Records provided Block Start
PR #784, opened 2025-10-30
Passed Predict Params to RAPS for conformity score calculation and EnsembleClassifier

### LINKED ISSUE #614: predict_params is not passed everywhere in MapieClassifier in some settings
Predict params are not passed to the underlying classifiers in some settings:

- [ ] In `mapie/estimator/classifier.py`, in the prefit setting, we should pass predict_params. Here is the code to fix:

```python
if self.cv == "prefit":
            y_pred_proba = self.single_estimator_.predict_proba(X)
            y_pred_proba = self._check_proba_normalized(y_pred_proba)
```

- [ ] In `mapie/conformity_scores/sets/raps.py`, same issue. Fixing this is a bit trickier since the `get_conformity_scores` score method currently doesn't have access to `predict_params`. Here is the code to fix:

```python
        self.y_pred_proba_raps = (
            self.predictor.single_estimator_.predict_proba(self.X_raps)
        )
```

- [x] We should clarify in the doctstring that `predict_params` are passed to both `predict` and `predict_proba` methods. This may be subject to discussion as this implementation choice may not be relevant.
- [ ] Optional: implement tests to check that the above works

VishnoiAman777:
# Description

This change adds a test case to ensure that `predict_params` are correctly passed and handled when using `Ensemble Classifier` to `predict_proba` function for an estimator and  `RAPSConformityScore` Class. Addtional test `test_raps_with_predict_params` is added to verify that the `predict_params` are properly passed through the `fit` and `predict` methods in RAPSConformityScore.

Fixes #614 

## Type of change

# How Has This Been Tested?

The following test was added to verify the changes:

- [x] `test_raps_with_predict_params`
   - This test verifies that `predict_params` are correctly passed through the `fit` and `predict` methods when using `RAPSConformityScore`

# Checklist

### DIFF
--- a/mapie/conformity_scores/sets/raps.py
+++ b/mapie/conformity_scores/sets/raps.py
@@ -180,15 +180,10 @@ class RAPSConformityScore(APSConformityScore):
             Conformity scores.
         """
         # Compute y_pred and position on the RAPS validation dataset
-        predict_params = kwargs.pop("predict_params", None)
-        if predict_params is not None and len(predict_params) > 0:
-            self.y_pred_proba_raps = self.predictor.single_estimator_.predict_proba(
-                self.X_raps, **predict_params
-            )
-        else:
-            self.y_pred_proba_raps = self.predictor.single_estimator_.predict_proba(
-                self.X_raps
-            )
+        predict_params = kwargs.pop("predict_params", {})
+        self.y_pred_proba_raps = self.predictor.single_estimator_.predict_proba(
+            self.X_raps, **predict_params
+        )
         self.position_raps = get_true_label_position(
             self.y_pred_proba_raps, self.y_raps
         )
--- a/mapie/tests/test_classification.py
+++ b/mapie/tests/test_classification.py
@@ -1717,7 +1717,8 @@ def test_raise_error_new_class() -> None:
     """
     clf = LogisticRegression()
     clf.fit(X, y)
-    y[-1] = 10
+    y_modified = y.copy()
+    y_modified[-1] = 10
     mapie_clf = _MapieClassifier(
         estimator=clf,
         conformity_score=APSConformityScore(),
@@ -1725,7 +1726,7 @@ def test_raise_error_new_class() -> None:
         random_state=random_state,
     )
     with pytest.raises(ValueError, match=r".*Values in y do not matched values.*"):
-        mapie_clf.fit(X, y)
+        mapie_clf.fit(X, y_modified)
 
 
 def test_fit_parameters_passing() -> None:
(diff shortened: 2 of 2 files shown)


mapie/conformity_scores/sets/raps.py
```diff
@@ -180,9 +180,15 @@ def get_conformity_scores(
             Conformity scores.
         """
         # Compute y_pred and position on the RAPS validation dataset
-        self.y_pred_proba_raps = self.predictor.single_estimator_.predict_proba(
-            self.X_raps
-        )
+        predict_params = kwargs.pop("predict_params", None)
```
allglc: Don't you only need to add `**predict_params` to the function? i.e,:
`self.y_pred_proba_raps = self.predictor.single_estimator_.predict_proba(self.X_raps, **predict_params)` like you did in the `classifier.py` file.

mapie/tests/test_classification.py
```diff
@@ -1764,6 +1764,42 @@ def test_predict_parameters_passing() -> None:
     np.testing.assert_equal(y_pred, 0)
 
 
+def test_raps_with_predict_params() -> None:
```
allglc: This test does not seem to test what we want. It does not test if predict params are passed into RAPS and actually this test passes on the current version of MAPIE (i.e., without your modifications).

Furthermore, the code is too complex: there is no need to recreate a dataset. Please refer to e.g., `test_predict_parameters_passing` for inspiration.

mapie/conformity_scores/sets/raps.py
VishnoiAman777: Hi @allglc, conformity_score_function_.get_conformity_scores() method also accepts additional parameters beyond the basic inputs. Specifically, it includes:

1. X
2. sample_weight
3. groups
4. predict_params

To ensure these are properly handled, I explicitly extracted predict_params from kwargs in the implementation.
```@python
        self.conformity_scores_ = self.conformity_score_function_.get_conformity_scores(
            y,
            y_pred_proba,
            y_enc=y_enc,
            X=X,
            sample_weight=sample_weight,
            groups=groups,
            predict_params=predict_params,
        )
```

mapie/tests/test_classification.py
VishnoiAman777: Apologies for the oversight—I should have reviewed this more thoroughly earlier. I’ve added a few commits to make the implementation more robust.

Additionally, I noticed that the test `test_raise_error_new_class` modifies the global X and y variables from make_classification. Since this can cause issues if the test runs before others, I’ve created a local copy of y within the function to avoid unintended side effects.

VishnoiAman777:
Hi @allglc, @LacombeLouis, can you please provide some feedback if there are changes required in the above implementation.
Records provided Block End
Problem: Print the records above exactly. Omit nothing.

Written response:
PR #784, opened 2025-10-30
Passed Predict Params to RAPS for conformity score calculation and EnsembleClassifier

### LINKED ISSUE #614: predict_params is not passed everywhere in MapieClassifier in some settings
Predict params are not passed to the underlying classifiers in some settings:

- [ ] In `mapie/estimator/classifier.py`, in the prefit setting, we should pass predict_params. Here is the code to fix:

```python
if self.cv == "prefit":
            y_pred_proba = self.single_estimator_.predict_proba(X)
            y_pred_proba = self._check_proba_normalized(y_pred_proba)
```

- [ ] In `mapie/conformity_scores/sets/raps.py`, same issue. Fixing this is a bit trickier since the `get_conformity_scores` score method currently doesn't have access to `predict_params`. Here is the code to fix:

```python
        self.y_pred_proba_raps = (
            self.predictor.single_estimator_.predict_proba(self.X_raps)
        )
```

- [x] We should clarify in the doctstring that `predict_params` are passed to both `predict` and `predict_proba` methods. This may be subject to discussion as this implementation choice may not be relevant.
- [ ] Optional: implement tests to check that the above works

VishnoiAman777:
# Description

This change adds a test case to ensure that `predict_params` are correctly passed and handled when using `Ensemble Classifier` to `predict_proba` function for an estimator and  `RAPSConformityScore` Class. Addtional test `test_raps_with_predict_params` is added to verify that the `predict_params` are properly passed through the `fit` and `predict` methods in RAPSConformityScore.

Fixes #614 

## Type of change

# How Has This Been Tested?

The following test was added to verify the changes:

- [x] `test_raps_with_predict_params`
   - This test verifies that `predict_params` are correctly passed through the `fit` and `predict` methods when using `RAPSConformityScore`

# Checklist

### DIFF
--- a/mapie/conformity_scores/sets/raps.py
+++ b/mapie/conformity_scores/sets/raps.py
@@ -180,15 +180,10 @@ class RAPSConformityScore(APSConformityScore):
             Conformity scores.
         """
         # Compute y_pred and position on the RAPS validation dataset
-        predict_params = kwargs.pop("predict_params", None)
-        if predict_params is not None and len(predict_params) > 0:
-            self.y_pred_proba_raps = self.predictor.single_estimator_.predict_proba(
-                self.X_raps, **predict_params
-            )
-        else:
-            self.y_pred_proba_raps = self.predictor.single_estimator_.predict_proba(
-                self.X_raps
-            )
+        predict_params = kwargs.pop("predict_params", {})
+        self.y_pred_proba_raps = self.predictor.single_estimator_.predict_proba(
+            self.X_raps, **predict_params
+        )
         self.position_raps = get_true_label_position(
             self.y_pred_proba_raps, self.y_raps
         )
--- a/mapie/tests/test_classification.py
+++ b/mapie/tests/test_classification.py
@@ -1717,7 +1717,8 @@ def test_raise_error_new_class() -> None:
     """
     clf = LogisticRegression()
     clf.fit(X, y)
-    y[-1] = 10
+    y_modified = y.copy()
+    y_modified[-1] = 10
     mapie_clf = _MapieClassifier(
         estimator=clf,
         conformity_score=APSConformityScore(),
@@ -1725,7 +1726,7 @@ def test_raise_error_new_class() -> None:
         random_state=random_state,
     )
     with pytest.raises(ValueError, match=r".*Values in y do not matched values.*"):
-        mapie_clf.fit(X, y)
+        mapie_clf.fit(X, y_modified)
 
 
 def test_fit_parameters_passing() -> None:
(diff shortened: 2 of 2 files shown)


mapie/conformity_scores/sets/raps.py
```diff
@@ -180,9 +180,15 @@ def get_conformity_scores(
             Conformity scores.
         """
         # Compute y_pred and position on the RAPS validation dataset
-        self.y_pred_proba_raps = self.predictor.single_estimator_.predict_proba(
-            self.X_raps
-        )
+        predict_params = kwargs.pop("predict_params", None)
```
allglc: Don't you only need to add `**predict_params` to the function? i.e,:
`self.y_pred_proba_raps = self.predictor.single_estimator_.predict_proba(self.X_raps, **predict_params)` like you did in the `classifier.py` file.

mapie/tests/test_classification.py
```diff
@@ -1764,6 +1764,42 @@ def test_predict_parameters_passing() -> None:
     np.testing.assert_equal(y_pred, 0)
 
 
+def test_raps_with_predict_params() -> None:
```
allglc: This test does not seem to test what we want. It does not test if predict params are passed into RAPS and actually this test passes on the current version of MAPIE (i.e., without your modifications).

Furthermore, the code is too complex: there is no need to recreate a dataset. Please refer to e.g., `test_predict_parameters_passing` for inspiration.

mapie/conformity_scores/sets/raps.py
VishnoiAman777: Hi @allglc, conformity_score_function_.get_conformity_scores() method also accepts additional parameters beyond the basic inputs. Specifically, it includes:

1. X
2. sample_weight
3. groups
4. predict_params

To ensure these are properly handled, I explicitly extracted predict_params from kwargs in the implementation.
```@python
        self.conformity_scores_ = self.conformity_score_function_.get_conformity_scores(
            y,
            y_pred_proba,
            y_enc=y_enc,
            X=X,
            sample_weight=sample_weight,
            groups=groups,
            predict_params=predict_params,
        )
```

mapie/tests/test_classification.py
VishnoiAman777: Apologies for the oversight—I should have reviewed this more thoroughly earlier. I’ve added a few commits to make the implementation more robust.

Additionally, I noticed that the test `test_raise_error_new_class` modifies the global X and y variables from make_classification. Since this can cause issues if the test runs before others, I’ve created a local copy of y within the function to avoid unintended side effects.

VishnoiAman777:
Hi @allglc, @LacombeLouis, can you please provide some feedback if there are changes required in the above implementation.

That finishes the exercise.